WHAT IS NEEDED: Where does the word "FeatureSet" appear in the data? Copy every line that holds it.

Dataset entries:
- Opening Delimiter -
PR #3661, opened 2026-09-08
fix(dashboard): stop a clicked widget covering the auto-refresh picker

### LINKED ISSUE #3660: Auto-refresh interval picker is hidden behind focused tile on Dashboards
**Describe the bug**
When visiting a dashboard (e.g. monitoring dashboard), a "focused" tile (one which was clicked) will render above the auto-refresh interval picker. Clicking on another card moves the focus somehow, and the interval picker appears as intended.

**To Reproduce**
1. Create a monitoring dashboard
2. Click on the topmost tile once
3. Open the "auto refresh" interval picker on the top right
4. See that it is hidden behind the previously clicked tile

**Expected behavior**
The picker renders no matter what

**Screenshots**

After clicking on the "Monitor Dashboard" card:
Image

After clicking on an element further down:
Image

 - OS: MacOS Golden Gate 27.0
 - Browser: Firefox 155.0.1 
 - Version: 13.0.0
 
**Deployment Type**
Self-hosted

simlarsen:
Fixes #3660.

## What was wrong

Clicking a widget on a dashboard selects it — in view mode too, where selection has no other visible effect at all — and the canvas raises the selected widget so its ring and its resize handles clear the neighbours they overhang.

That raise was fine. What was missing was a boundary. Nothing between the widget's wrapper and the document created a stacking context, so the canvas's "above my neighbours on the board" ended up resolved against the toolbar menu's "above the toolbar card" in the **root** stacking context — and the bigger number won:

| canvas | selected widget | auto-refresh menu | painted on top |
| --- | --- | --- | --- |
| no boundary | `auto` | `z-10` | menu |
| no boundary | **20** | **10** | **widget — the report** |
| no boundary | 20 | 50 | menu |
| no boundary | **60** (mid-drag) | **50** | **widget** |
| **`isolation: isolate`** | any | any | **menu, every time** |

Measured in a browser on a DOM mirroring the real nesting, not reasoned about. Note the fourth row: raising the menu on its own would not have been a fix.

That also explains the workaround in the report. Clicking a widget further down does not change the layering — it just moves the raised box out from under the menu, and drops the raise from the one that was under it.

## The fix

The canvas positioner isolates. Every layer inside it is then a statement about the other things on the board, and cannot reach the page however large it grows.

This closes the half of the bug nobody filed, too. Both of the canvas's numbers were competing with the app's own chrome:

- a **selected** widget (20) outranked the sticky header (`z-10`) — scroll a board with a widget clicked and it rides up over the navbar;
- a widget **mid-drag** (60) outranked the header, SideOver (30), the AI chat panel (40) and every dialog that opens over a board while it is being edited (50) — Add Widget, Variables, the discard confirmation, and the widget settings dialog. The elevation is held for a further 260 ms after the drop, so this is not only about the frames the pointer is down for.

The four layers either side of that boundary now come from one scale in `Common/UI/Utils/DashboardStackingLayers`, because a relationship written as `z-10` in one file and `zIndex: 20` in another is exactly what broke here. The auto-refresh menu — which is hand-rolled rather than a `MoreMenu`, which is how it drifted in the first place — moves onto the layer `MoreMenu` already uses, so the two menus in that one toolbar stop disagreeing about how high a menu opens.

The public dashboard mounts the same canvas and gains the boundary for free. It never reproduced the report: it hardcodes `selectedComponentId={null}` and has no edit mode, so it never emits a layer at all.

`isolate` is the repo's existing answer to this shape — `GanttChart/ChartContainer.tsx` uses the same inline form for the same reason, and the chart and map canvases use the class form. It is also the one property whose only job is to open a stacking context: it changes no layout, clips nothing, and does not become the containing block for `position: fixed` descendants, so portalled popups and fullscreen are untouched.

## Tests

36 new, at three levels.

**`Common/Tests/App/Dashboard/DashboardToolbarPopupLayering.test.tsx`** — the regression test. Renders the real toolbar and the real canvas nested as the shell nests them, performs the gesture from the report, and asserts the painting order over the rendered DOM with a model of CSS 2.1 Appendix E. **Verified to fail 7 of its 10 against the pre-fix sources**, and two of its cases take the isolation away at runtime so the rest cannot pass for free.

**`App/Tests/Dashboard/DashboardCanvasLayering.test.ts`** — source pins, in the `MapChromeHeaderLayering` idiom (App's suite has no DOM, and no stylesheet is loaded even under jsdom, so a Tailwind class is not something a test can resolve). Pins the isolation to the positioner **and nowhere else** — isolating the wrapper above it would trap the widget settings dialog, which the canvas deliberately renders outside the positioner — pins every layer to the shared scale, and reads the app's chrome numbers out of their own components so the "why the boundary is load-bearing" assertions move when the chrome does. Also pins the public dashboard's immunity, which lives in its props rather than in any file the canvas can see.

**`Common/Tests/UI/Utils/DashboardStackingLayers.test.ts`** — the arithmetic on its own, with `MoreMenu`'s and `Modal`'s layers read from source rather than written down.

`Common/Tests/UI/Utils/UseDashboardGridDnd.test.tsx` drops its two hard-coded `"60"` literals for the constant.

## Verification

- 36 new tests pass; the RTL suite fails 7/10 against the pre-fix sources.
- Existing suites green: `UseDashboardGridDnd` (30), `MapChromeHeaderLayering` + `NetworkTopologyPanelLayering` (29), `DashboardEditPermissions` + `DashboardVariablesDiscard` (30), `DashboardTimeRangeZoomWiring`, `DashboardWriteEntryPointInvariants`.
- `tsc` clean in `Common` and in `App/FeatureSet/Dashboard`; eslint clean on every touched file.

## Left alone on purpose

`Common/UI/Components/Dashboard/DashboardVariableControl.tsx` is the other toolbar popup and is still at `z-30`. It is not broken — the canvas can no longer compete with it either — and moving it to 50 would change how it stacks against SideOver and the AI chat panel, which is a separate decision from this bug.

### DIFF
--- a/App/FeatureSet/Dashboard/src/Components/Dashboard/Canvas/Index.tsx
+++ b/App/FeatureSet/Dashboard/src/Components/Dashboard/Canvas/Index.tsx
@@ -24,6 +24,9 @@ import useDashboardGridDnd, {
   GRID_ITEM_TRANSITION,
   ResizeDirection,
 } from "Common/UI/Utils/UseDashboardGridDnd";
+import DashboardStackingLayers, {
+  DASHBOARD_CANVAS_ISOLATION,
+} from "Common/UI/Utils/DashboardStackingLayers";
 import RangeStartAndEndDateTime from "Common/Types/Time/RangeStartAndEndDateTime";
 import MetricType from "Common/Models/DatabaseModels/MetricType";
 import DashboardVariable from "Common/Types/Dashboard/DashboardVariable";
@@ -251,7 +254,10 @@ const DashboardCanvas: FunctionComponent<ComponentProps> = (
             rect.top * cellSizeInPx
           }px)`,
           transition: isActive ? "none" : GRID_ITEM_TRANSITION,
-          zIndex: isSelected && !isActive ? 20 : undefined,
+          zIndex:
+            isSelected && !isActive
+              ? DashboardStackingLayers.canvasSelectedComponent
+              : undefined,
         }}
       >
         <DashboardBaseComponentElement
@@ -328,7 +334,7 @@ const DashboardCanvas: FunctionComponent<ComponentProps> = (
             borderRadius: "12px",
             border: "2px dashed rgba(59, 130, 246, 0.55)",
             background: "rgba(59, 130, 246, 0.08)",
-            zIndex: 5,
+            zIndex: DashboardStackingLayers.canvasPlaceholder,
             pointerEvents: "none",
           }}
         >
@@ -376,6 +382,14 @@ const DashboardCanvas: FunctionComponent<ComponentProps> = (
           }}
           style={{
             position: "relative",
+            /*
+             * Widgets live in their own layer stack. Without this the raise a
+             * selected or dragged tile asks for is measured against the whole
+             * page, and it wins - that is issue #3660, where a clicked tile
+             * covered the toolbar's auto-refresh menu. See
+             * Common/UI/Utils/DashboardStackingLayers.
+             */
+            isolation: DASHBOARD_CANVAS_ISOLATION,
             width: "100%",
             height: `${containerHeightInPx}px`,
             borderRadius: "12px",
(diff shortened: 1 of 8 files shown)


simlarsen:

|---|---|---|---|---|---|---|
| :white_check_mark: | Open Source Security| 0 | 0 | 0 | 0 | [ 0 issues](https://app.snyk.io/org/oneuptime-RsC2nshvQ2Vnr35jHvMnMP/pr-checks/ee36d221-c190-4d1d-9809-255a8e804a7b?refs=ad4fcb264baba2b514e0aeab2f472ef831bda236&source=prChecksComment) |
- Closing Delimiter -
RESULT:
- `tsc` clean in `Common` and in `App/FeatureSet/Dashboard`; eslint clean on every touched file.
--- a/App/FeatureSet/Dashboard/src/Components/Dashboard/Canvas/Index.tsx
+++ b/App/FeatureSet/Dashboard/src/Components/Dashboard/Canvas/Index.tsx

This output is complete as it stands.